Exercise prompt.
Reproduce the listing verbatim.

Material to process.
┄┄┄┄┄┄

PR #4610, opened 2024-11-20
Gets stable chrome version from release schedule in cypress test

matthewjohns0n:
This will get a Stable Chrome version that is 2 releases back from latest, and install it 
It gets the version from the Official Chromium Dash API
Get a couple releases back ensures we do not run into the issue where not all runners have the latest version


bryannielsen:
@matthewjohns0n looks like all of the tests are failing here

bryannielsen (approved):

PR #4611, opened 2024-11-21
Improve member tag support for multiple template engines

bryannielsen:


robinsowell (approved):
Tested the form and the profiles and pagination- well, I paged something.  Couldn't spot an issue.

PR #4615, opened 2024-11-22
Resolved #4566 where file_name was treated as binary when performing SQL queries

### LINKED ISSUE #4566: Performance issue with the exp_files table doing a "BINARY" query.
This is a very large site with over 600,000 rows in the exp_files table.. So, these performance things probably aren't noticed by most people/most sites.. But, at this scale, just opening an entry to edit in the CP or saving it if there are any file fileds takes much longer than needed.

The issues seems to be related to the (long join) query that EE does with the exp_files.file_name in the where clause..  EE does a BINARY type on that query. Example:

`WHERE
    (
        `File_files`.`model_type` = 'File' AND BINARY `File_files`.`file_name` = 'Day_two_-_1066.jpg' AND `File_files`.`upload_location_id` = '6' AND `File_files`.`site_id` = 1
    )
LIMIT 1`

That "BINARY" in the SQL where clause basically sets the comparison on the file_name to be case-sensitive.    We did some testing, and ulimately, we changed the exp_files.file_name column from varchar 255 to varbinary 2040. (db string type fields: varchar, text, etc.) have a storage size in characters.. varbinary uses bytes.. So, I converted 255 characters to 2040 bytes, to ensure no existing data was truncated). 

We also indexed that column since EE is using that field in "where" clauses of queries.  Then we edited the following file for this:
/admin/ee/ExpressionEngine/Model/File/FileSystemEntity.php
commented out line 38 which sets the "file_name" column for the binary_comparison to remove the addition of the "BINARY" in there and we are seeing SUBSTANTIAL performance improvement.

A channel entry with a single file first party EE file grid field with 10 images..
Before changing:
opening to edit took about 6 seconds
saving took about 10 seconds.
After changes:
opening to edit to about 2 seconds
saving took about 3 seconds.

The BINARY sql statement forces a case-sensitive comparison.. BUT, for a file name column in the DB, there should never be a case-insensitive comparison needed to be made. AND since (at least on unix/linux) the file system is case-sensitive,  it makes sense to just make that db column a varbinary..  then index it.. Then you can do just a standard SQL query/comparison, without forcing the BINARY type... since the DB already takes care of that..

To follow up with this.. After testing through our dev site.. We implemented these changes on our live site.  A very robust server with 16 processors and 32 GB RAM..

A single channel entry with only 2 native EE grid file fields in it.. 
1 has 2 images, the other as 36..  

Before these changes it took 24 seconds to just load the entry in the CP.. Now loads in 1.2 seconds..  It took 36 seconds to save the entry..  now saves in less than 3 seconds..

I dont' beleive the performance issues to be related to file size.. we tested with even small images do the same..  It's related to the exp_files table size, and how long the query takes to execute.

All this time, I thought it was just Ansel fields that were the bog-down in the Control Panel.. BUt, we've removed Ansel.. So, these are all native EE file grid fields and still saw the performance problems... which led us to this deep-dive testing and, seemingly, straight-forward solution.

intoeetive:
Resolved #4566 where file_name was treated as binary when performing SQL queries

### DIFF
--- a/system/ee/ExpressionEngine/Model/File/FileSystemEntity.php
+++ b/system/ee/ExpressionEngine/Model/File/FileSystemEntity.php
@@ -35,7 +35,7 @@ class FileSystemEntity extends ContentModel
         'beforeSave'
     );
     protected static $_binary_comparisons = array(
-        'file_name'
+        //'file_name'
     );
 
     protected static $_hook_id = 'file';


TomJaeger:
After discussion on this one.  It needs further testing to confirm we're not introducing a degradation for case sensitive file systems.  We believe this could be the case currently.

intoeetive:
@TomJaeger that's a valid point, however I think the NEW behaviour is the desired one. If I have files named "OneFirst" and "oneSecond", I want both to be found if I search for "one" (so ignoring the case)

Furthermore, if we really need to make the search strict (which I highly doubt), a lot more efficient way to do that would be to use one of "_cs" (case sensitive) collations on MySQL table cell

bryannielsen:
I don't think we can disregard the case-sensitivity across the board.  If you search the codebase for `filter('file_name'` you'll see areas where it's being used in conjunction with `->first()` to find a specific file.  So this change could lead to unexpected results if two files have the same case-insensitive representation.

Changing the `file_name` column collation to be case-sensitive would be the best move I think but that seems like a MySQL 8+ only solution (using `utf8mb4_0900_as_cs`).  MySQL 5.7 has limited support for case-sensitive collations and `latin1_general_cs` wouldn't support utf8 characters which would be a problem.

I think our second best solution is to use a `_bin` collation which would be supported by MySQL 5.7+.
I did a little testing with a local database that was using the utf8 character set but this approach would work fine with `utf8mb4` and `utf8mbf_bin` as well.

```
ALTER TABLE exp_files
MODIFY COLUMN file_name varchar(255) CHARACTER SET utf8 COLLATE utf8_bin
```

As long as that sounds reasonable I think we should do this in an update migration and drop the binary comparison like @intoeetive has done in this PR.  And perhaps at the same time we should add an index on `file_name` which appears to be missing and would improve performance on large data sets.

intoeetive:
I'll let you guys decide and handle that, however it's kinda strange to me to have binary collation on column that's clearly text.  Unless we only do it as temporary solution for old systems that don't support _cs

bryannielsen:
After looking into this more I think the binary collation wouldn't be a great solution because sorting by byte values would be unnatural i.e. `A,B,a,b` instead of `A,a,B,b`.  This sorting issue would also be present with the solution proposed in the initial issue #4566 where the column type was changed to VARBINARY.

So I think the best solution is to use a case sensitive `_cs` collation in MySQL 8+ and drop the binary cast.

A solution for supporting MySQL 5.7+ would be to create an additional column for `file_name` (maybe `_file_name_bin`) that would use the binary collation or a binary column type and would be strictly for filtering data where the regular character collation field would be used for sorting.  I really don't like this idea but I'm not sure how else we can improve this.

intoeetive:
What if we use `_cs` collation for the MySQL versions that support it, and for older versions just use case-insensitive?

(I also still think this needs to be case-insensitive in call cases though)

bryannielsen:
We're going to go with #5051 and take the original approach from this PR but make it possible to opt-in to the old behavior of using the BINARY cast to do a case-sensitive comparison.

PR #4621, opened 2024-11-27
Resolved an issue where the default template engine was not used when copying field codes

bryannielsen:


robinsowell (dismissed):
Tested in straight ee- copy group, field and channel.  All worked.

matthewjohns0n (approved):

PR #4635, opened 2024-12-17
Improved #4581 where filter drop-down controls should show as much of the filter value as possible

Yulyaswan:
Improved #4581 where filter drop-down controls should show as much of the filter value as possible


Yulyaswan:
before
Screenshot 2025-02-05 at 10 51 51

after 
Screenshot 2025-02-05 at 10 52 47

┄┄┄┄┄┄

Answer box.
PR #4610, opened 2024-11-20
Gets stable chrome version from release schedule in cypress test

matthewjohns0n:
This will get a Stable Chrome version that is 2 releases back from latest, and install it 
It gets the version from the Official Chromium Dash API
Get a couple releases back ensures we do not run into the issue where not all runners have the latest version


bryannielsen:
@matthewjohns0n looks like all of the tests are failing here

bryannielsen (approved):

PR #4611, opened 2024-11-21
Improve member tag support for multiple template engines

bryannielsen:


robinsowell (approved):
Tested the form and the profiles and pagination- well, I paged something.  Couldn't spot an issue.

PR #4615, opened 2024-11-22
Resolved #4566 where file_name was treated as binary when performing SQL queries

### LINKED ISSUE #4566: Performance issue with the exp_files table doing a "BINARY" query.
This is a very large site with over 600,000 rows in the exp_files table.. So, these performance things probably aren't noticed by most people/most sites.. But, at this scale, just opening an entry to edit in the CP or saving it if there are any file fileds takes much longer than needed.

The issues seems to be related to the (long join) query that EE does with the exp_files.file_name in the where clause..  EE does a BINARY type on that query. Example:

`WHERE
    (
        `File_files`.`model_type` = 'File' AND BINARY `File_files`.`file_name` = 'Day_two_-_1066.jpg' AND `File_files`.`upload_location_id` = '6' AND `File_files`.`site_id` = 1
    )
LIMIT 1`

That "BINARY" in the SQL where clause basically sets the comparison on the file_name to be case-sensitive.    We did some testing, and ulimately, we changed the exp_files.file_name column from varchar 255 to varbinary 2040. (db string type fields: varchar, text, etc.) have a storage size in characters.. varbinary uses bytes.. So, I converted 255 characters to 2040 bytes, to ensure no existing data was truncated). 

We also indexed that column since EE is using that field in "where" clauses of queries.  Then we edited the following file for this:
/admin/ee/ExpressionEngine/Model/File/FileSystemEntity.php
commented out line 38 which sets the "file_name" column for the binary_comparison to remove the addition of the "BINARY" in there and we are seeing SUBSTANTIAL performance improvement.

A channel entry with a single file first party EE file grid field with 10 images..
Before changing:
opening to edit took about 6 seconds
saving took about 10 seconds.
After changes:
opening to edit to about 2 seconds
saving took about 3 seconds.

The BINARY sql statement forces a case-sensitive comparison.. BUT, for a file name column in the DB, there should never be a case-insensitive comparison needed to be made. AND since (at least on unix/linux) the file system is case-sensitive,  it makes sense to just make that db column a varbinary..  then index it.. Then you can do just a standard SQL query/comparison, without forcing the BINARY type... since the DB already takes care of that..

To follow up with this.. After testing through our dev site.. We implemented these changes on our live site.  A very robust server with 16 processors and 32 GB RAM..

A single channel entry with only 2 native EE grid file fields in it.. 
1 has 2 images, the other as 36..  

Before these changes it took 24 seconds to just load the entry in the CP.. Now loads in 1.2 seconds..  It took 36 seconds to save the entry..  now saves in less than 3 seconds..

I dont' beleive the performance issues to be related to file size.. we tested with even small images do the same..  It's related to the exp_files table size, and how long the query takes to execute.

All this time, I thought it was just Ansel fields that were the bog-down in the Control Panel.. BUt, we've removed Ansel.. So, these are all native EE file grid fields and still saw the performance problems... which led us to this deep-dive testing and, seemingly, straight-forward solution.

intoeetive:
Resolved #4566 where file_name was treated as binary when performing SQL queries

### DIFF
--- a/system/ee/ExpressionEngine/Model/File/FileSystemEntity.php
+++ b/system/ee/ExpressionEngine/Model/File/FileSystemEntity.php
@@ -35,7 +35,7 @@ class FileSystemEntity extends ContentModel
         'beforeSave'
     );
     protected static $_binary_comparisons = array(
-        'file_name'
+        //'file_name'
     );
 
     protected static $_hook_id = 'file';


TomJaeger:
After discussion on this one.  It needs further testing to confirm we're not introducing a degradation for case sensitive file systems.  We believe this could be the case currently.

intoeetive:
@TomJaeger that's a valid point, however I think the NEW behaviour is the desired one. If I have files named "OneFirst" and "oneSecond", I want both to be found if I search for "one" (so ignoring the case)

Furthermore, if we really need to make the search strict (which I highly doubt), a lot more efficient way to do that would be to use one of "_cs" (case sensitive) collations on MySQL table cell

bryannielsen:
I don't think we can disregard the case-sensitivity across the board.  If you search the codebase for `filter('file_name'` you'll see areas where it's being used in conjunction with `->first()` to find a specific file.  So this change could lead to unexpected results if two files have the same case-insensitive representation.

Changing the `file_name` column collation to be case-sensitive would be the best move I think but that seems like a MySQL 8+ only solution (using `utf8mb4_0900_as_cs`).  MySQL 5.7 has limited support for case-sensitive collations and `latin1_general_cs` wouldn't support utf8 characters which would be a problem.

I think our second best solution is to use a `_bin` collation which would be supported by MySQL 5.7+.
I did a little testing with a local database that was using the utf8 character set but this approach would work fine with `utf8mb4` and `utf8mbf_bin` as well.

```
ALTER TABLE exp_files
MODIFY COLUMN file_name varchar(255) CHARACTER SET utf8 COLLATE utf8_bin
```

As long as that sounds reasonable I think we should do this in an update migration and drop the binary comparison like @intoeetive has done in this PR.  And perhaps at the same time we should add an index on `file_name` which appears to be missing and would improve performance on large data sets.

intoeetive:
I'll let you guys decide and handle that, however it's kinda strange to me to have binary collation on column that's clearly text.  Unless we only do it as temporary solution for old systems that don't support _cs

bryannielsen:
After looking into this more I think the binary collation wouldn't be a great solution because sorting by byte values would be unnatural i.e. `A,B,a,b` instead of `A,a,B,b`.  This sorting issue would also be present with the solution proposed in the initial issue #4566 where the column type was changed to VARBINARY.

So I think the best solution is to use a case sensitive `_cs` collation in MySQL 8+ and drop the binary cast.

A solution for supporting MySQL 5.7+ would be to create an additional column for `file_name` (maybe `_file_name_bin`) that would use the binary collation or a binary column type and would be strictly for filtering data where the regular character collation field would be used for sorting.  I really don't like this idea but I'm not sure how else we can improve this.

intoeetive:
What if we use `_cs` collation for the MySQL versions that support it, and for older versions just use case-insensitive?

(I also still think this needs to be case-insensitive in call cases though)

bryannielsen:
We're going to go with #5051 and take the original approach from this PR but make it possible to opt-in to the old behavior of using the BINARY cast to do a case-sensitive comparison.

PR #4621, opened 2024-11-27
Resolved an issue where the default template engine was not used when copying field codes

bryannielsen:


robinsowell (dismissed):
Tested in straight ee- copy group, field and channel.  All worked.

matthewjohns0n (approved):

PR #4635, opened 2024-12-17
Improved #4581 where filter drop-down controls should show as much of the filter value as possible

Yulyaswan:
Improved #4581 where filter drop-down controls should show as much of the filter value as possible


Yulyaswan:
before
Screenshot 2025-02-05 at 10 51 51

after 
Screenshot 2025-02-05 at 10 52 47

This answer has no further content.